Claverí, quien paró un equipo bastante dinámico contra los caribeños en el juego crucial del viernes, elogió la actitud de sus elementos a quienes felicitó por la buena disposición que han mostrado bajo su mandato.

“Me quedo tranquilo con el esfuerzo de los muchachos. Ojalá la gente comprenda que es muy poco el tiempo que tuvimos para prepararlos. No los vamos a culpar por lo que pasó y esperamos que sigan apoyando al futbol de Guatemala”, confesó.

Claverí además hizo un  análisis de lo sucedido en el juego y explicó que los tomó por sorpresa el gol del empate de Joevine Jones al 45+1.

“Nos faltó esa viveza de no salir a apretar tan arriba. Ya se les había avisado que faltaba solo un minuto, pero son circunstancias del juego y los muchachos estaban con la adrenalina alta y las pulsaciones a más de cien”, explicó.

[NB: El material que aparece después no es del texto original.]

PR #414, opened 2015-11-16
Improve updatenode 4 new cases and git user info

caomengmeng:
@tingtli, Would you please review these new cases?
Add 4 new cases as below order:
1. updatenode, without option, it will run the "-S", "-P" and "-F" options in this order.

2. updatenode noderange -F -P script
3. updatenode noderange script, without -P, this can also be run correctly.
4. updatenode noderange -P script1 p1, script2 p1

### DIFF
--- a/xCAT-test/autotest/testcase/updatenode/cases0
+++ b/xCAT-test/autotest/testcase/updatenode/cases0
@@ -9,7 +9,6 @@ check:rc==0
 check:output=~Version
 end
 
-
 start:updatenode_diskful_syncfiles
 cmd:mkdir -p /install/custom/install/__GETNODEATTR($$CN,os)__/ 
 check:rc==0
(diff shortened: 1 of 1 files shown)


caomengmeng:
@tingtli update cases:
1. Update case name for first case to be: updatenode_without_flag
2. Add descriptoin for each case
3. Add "chdef noderange postscripts=/install/postscripts" before command "updatenode xxx" and "chdef noderang postscripts=" after command "updatenode xxx" for the last 3 new cases.

whowutwut:
Set for 2.11 milestone, testing cases should be safe to merge since they do not affect the mainline code.  Do we want to add a label for **testcase** or **fvt:testcase** ?

caomengmeng:
@daniceexi  would you please look at Victor's comments for the fvt:testcase label issue?

tingtli:
@whowutwut 
Do you mean all test cases code need a lable?

daniceexi:
@whowutwut @caomengmeng I added a lable **component:test** for all the issues and pull request which related to test like automation framework or test cases.

daniceexi:
@whowutwut For test cases, I'd like it's also reviewed by someone to make sure it's really testing the stuff it declears to. In the future, xCAT will totally rely on the automation test tool to guarantee the quality of xCAT release if we want to release xCAT more agilely

whowutwut:
My comment about the label is not applicable since Xiao Peng created the component labels. 

@daniceexi I agree we should review testing cases and make sure we are testing effectively.  My comment on merge was really referring to pull request during code freeze time. I think it's ok to merge changes to the test case similar to document changes because it doesn't affect the main code and customers

daniceexi:
@whowutwut Yes I agree that the checkin for test and doc can do in anytime.

PR #415, opened 2015-11-16
Fix defect of the rflash option to check

chenglch:
rflash for ipmi also supports the fpc machines,
delete the check constraints for unknown options.


zet809:
Looks OK to me, I agree to merge it.

Issue #347, opened 2015-11-02
[FVT]Confused issues for Prescripts and Postscripts pages


caomengmeng:
1. Link: https://xcat-docs.readthedocs.org/en/latest/guides/admin-guides/manage_clusters/common/deployment/prepostscripts/post_script.html

Description:

Item1:   There is a sentence : See Suggestions for writing scripts. Should we add a link to this file?

Item2:  Another sentence:　The mypostscript file is generated according to the mypostscript.tmpl file.
When Ｉ see this mypostscript.tmpl file, just wonder what is it?
Then notice that below section in this page describes the tmpl file, so do we need to add a current page link to this tmpl file when it appears in this sentence?
Not sure this is a problem or not?

Below issues are all updated directly to GitHub
Item3: In sentence "xCAT provides a way for the admin to customize the information that will be provide to the postscripts/postbootscripts when they run on the node", do we need to update the provide to be provided? or other?

Item4: In section: site table precreatemypostscripts attribute, there are two words "xcat", do we need to change them to be "xCAT"?, and do we need to update the section title first word "site" to be "Site"?

Item5: In sentence "Note the attributes are not always defined exactly as", is it changed to be "Note: the xxxx"? just like other "Note:" reminders?

Item6: In sentence:＂For example, to get the new updatstatus attribute from the nodelist table:＂ change the "updatstatus" to be "updatestatus"

caomengmeng:
@junxiawang, I am reading these pages, and will update if there are anything confused.
Not sure all should be updated just mark them here.

daniceexi:
@caomengmeng Could you talk with @tingtli @junxiawang to figure out how to fix the issues in your list?

caomengmeng:
@daniceexi , I talked with @junxiawang  before opening this issue, and she suggests me to do so. 
I just list the issues maybe should updated, but not sure by myself and @junxiawang  will make final decision.
And for some obvious spelling mistakes, I just updated directly.

junxiawang:
@daniceexi ,I will modify it after meng meng read all the document.

whowutwut:
Assigned to @junxiawang , seems like she is working on this issue.

caomengmeng:
Track with PR: https://github.com/xcat2/xcat-core/pull/417

tingtli:
@caomengmeng  please verify and close it asap

caomengmeng:
Description:

Item1: No need to add  "See Suggestions for writing scripts". 

[...]

PR #417, opened 2015-11-17
modify prepostscripts according to bug 347

junxiawang:
modify prepostscripts file according to bug 347

### DIFF
--- a/docs/source/guides/admin-guides/manage_clusters/common/deployment/prepostscripts/post_script.rst
+++ b/docs/source/guides/admin-guides/manage_clusters/common/deployment/prepostscripts/post_script.rst
@@ -89,7 +89,7 @@ When your script is executed on the node, all the attributes in the site table a
 
 To run the postscripts, a script is built, so the above exported variables can be input. You can usually find that script in /xcatpost on the node and for example in the Linux case it is call mypostscript. A good way to debug problems is to go to the node and just run mypostscript and see errors. You can also check the syslog on the Management Node for errors.
 
-When writing you postscripts, it is good to follow the example of the current postscripts and write errors to syslog and in shell. See Suggestions for writing scripts.
+When writing you postscripts, it is good to follow the example of the current postscripts and write errors to syslog and in shell. See :ref:`Suggestions-for-write-scripts-label` .
 
 All attributes in the site table are exported and available to the postscript/postbootscript during execution. See the mypostscript file, which is generated and executed on the nodes to run the postscripts.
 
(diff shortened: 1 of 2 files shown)


whowutwut:
@junxiawang  you need to put a # before 347 to make the GitHub reference, you can edit the post above to add the # so that we can have a reference to the issue...

docs/source/guides/admin-guides/manage_clusters/common/deployment/prepostscripts/post_script.rst
```diff
@@ -89,7 +89,7 @@ When your script is executed on the node, all the attributes in the site table a
 
 To run the postscripts, a script is built, so the above exported variables can be input. You can usually find that script in /xcatpost on the node and for example in the Linux case it is call mypostscript. A good way to debug problems is to go to the node and just run mypostscript and see errors. You can also check the syslog on the Management Node for errors.
 
-When writing you postscripts, it is good to follow the example of the current postscripts and write errors to syslog and in shell. See Suggestions for writing scripts.
+When writing you postscripts, it is good to follow the example of the current postscripts and write errors to syslog and in shell. See :ref:`Suggestions-for-write-scripts-label` .
```
whowutwut: This section was copied over from SourceForge directly :-(   The fix here is not to create a link to a blank page, but to see whether the content is even worth bringing over to RTD. 

Here's the original page... 
http://sourceforge.net/p/xcat/wiki/Postscripts_and_Prescripts/#suggestions-for-writing-scripts

I think those tips are not very helpful without any examples.  I would suggest removing the link here...

docs/source/guides/admin-guides/manage_clusters/common/deployment/prepostscripts/suggestions.rst
```diff
@@ -1,3 +1,5 @@
+.. _Suggestions-for-write-scripts-label:
```
whowutwut: Suggest removing this page.  Add it back in later if we feel it's necessary.  Right now I don't think that "Suggestions for writing scripts" page over on SourceForge is adding anything valuable to the documentation.

docs/source/guides/admin-guides/manage_clusters/common/deployment/prepostscripts/post_script.rst
```diff
@@ -216,7 +216,7 @@ Example of mypostscript  ::
     run_ps script2
     # postscripts-end-here\n
 
-The mypostscript file is generated according to the mypostscript.tmpl file.
+The mypostscript file is generated according to the mypostscript.tmpl file and template details will show in below section.
```
whowutwut: I don't know how this improves the understanding...

whowutwut:
@junxiawang , I don't think we should merge this pull request.  There are 6 items in @caomengmeng Issue #347  and the changes here only attempt to resolve 2 of the 6.. what about the other 4?  Closing for now, please re-open when the changes are more complete.

tingtli:
Yes. I agree. Let's trace it in 2.12

Issue #418, opened 2015-11-17
 `addkitcomp -n` man page need to be  updated for its extra function


wwzhubj:
*man addkitcomp*
   *-n|--noupgrade*
            *Allow multiple versions of kitcomponent to be installed into*
              *the osimage, instead of kitcomponent upgrade*
 In some situation, we add "-n "not for "noupgrade", but for the package installation order, which is , those packages with "-n " will be installed behind those packages without "-n".

bybai:
manpage for "-n | --noupgrage" will be modified as:
1, Allow multiple versions of kitcomponent to be installed into the osimage, instead of kitcomponent upgrade
2, Allow these batch of kitcomponents to be installed separately, these kitcomponents will be installed behind those kitcomponents using addkitcomp without -n option

wwzhubj:
I have verified it.
[root@c910f03c05k07 ~]# lsxcatd -v
Version 2.11 (git commit 51316df775cb2e410708aab98c3afe9c8ef6ea1d, built Thu Nov 19 03:01:29 EST 2015)

PR #419, opened 2015-11-17
addkitcomp -n man page need to be updated for its extra fun…

bybai:
Old man page only explain --noupgrage function, details : #418

Add another function explanation in man page for "-n | --noupgrage" as:
1.  Allow multiple versions of kitcomponent to be installed into the osimage, instead of kitcomponent upgrade
2. Allow these batch of kitcomponents to be installed separately, these kitcomponents will be installed behind those kitcomponents using addkitcomp without -n option

### DIFF
--- a/xCAT-client/pods/man1/addkitcomp.1.pod
+++ b/xCAT-client/pods/man1/addkitcomp.1.pod
@@ -44,7 +44,9 @@ The osimage name that the kit component is assigning to.
 
 =item B<-n|--noupgrade>
 
-Allow multiple versions of kitcomponent to be installed into the osimage, instead of kitcomponent upgrade
+1. Allow multiple versions of kitcomponent to be installed into the osimage, instead of kitcomponent upgrade.
+
+2. Kit components added by addkitcomp -n will be installed separately behind all other ones which have been added.
 
 =item B<--noscripts>
 


bybai:
@daniceexi 
The original design for ``-n|--noupgrade`` is "allow multiple versions of kitcomponent to be installed into the osimage, instead of kitcomponent upgrade"; So we use noupgrade as long name.

Currently, we use -n to invoke new yum install session to resolve some mixed software dependencies. So -n has another useful usage that is not mentioned in man page or kit doc;
This pull request is to append this usage in man page.
But I do not think --noupgrade should be changed, it has been used years. 

Based on your suggestion, I think this is accuracy.
Kit components added by -n will be installed separately behind all other ones which have been added without -n.

bybai:
@daniceexi The additional explanation for ``-n`` is as following, please review:
2. Kit components added by addkitcomp -n will be installed separately behind all other ones which have been added.

daniceexi:

whowutwut:
Sorry, A little late for the review, the .rst file is not updated for the RTD manpage documentation. That is done using "create_man_pages.py" script, instructions are here: 
http://xcat-docs.readthedocs.org/en/latest/developers/guides/code/builds.html#man-pages
Some of the team already has configured their environment to be able to run this.  

We can push the missing .rst files into xcat-core/docs before we GA 12/14, but just FYI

“En el segundo tiempo hubo jugadores que se quedaron en lo físico y en la aplicación. Eso le dio más espacio a Trinidad que es un equipo rápido, fuerte y que sabe contratacar y nos castigó”.

Hasta el momento el estratega nacional ha dirigido siete juegos con la Bicolor, cuatro  amistosos —Honduras 1-3, Armenia 7-1, Venezuela 1-1 y Panamá 0-0— y   tres  oficiales —Estados Unidos 0-2 y 4-0 y Trinidad y Tobago 2-2—. Un balance que lo deja tranquilo y a la espera de su último partido, si le renovan el contrato, frente a San Vicente y las Granadinas, el próximo martes.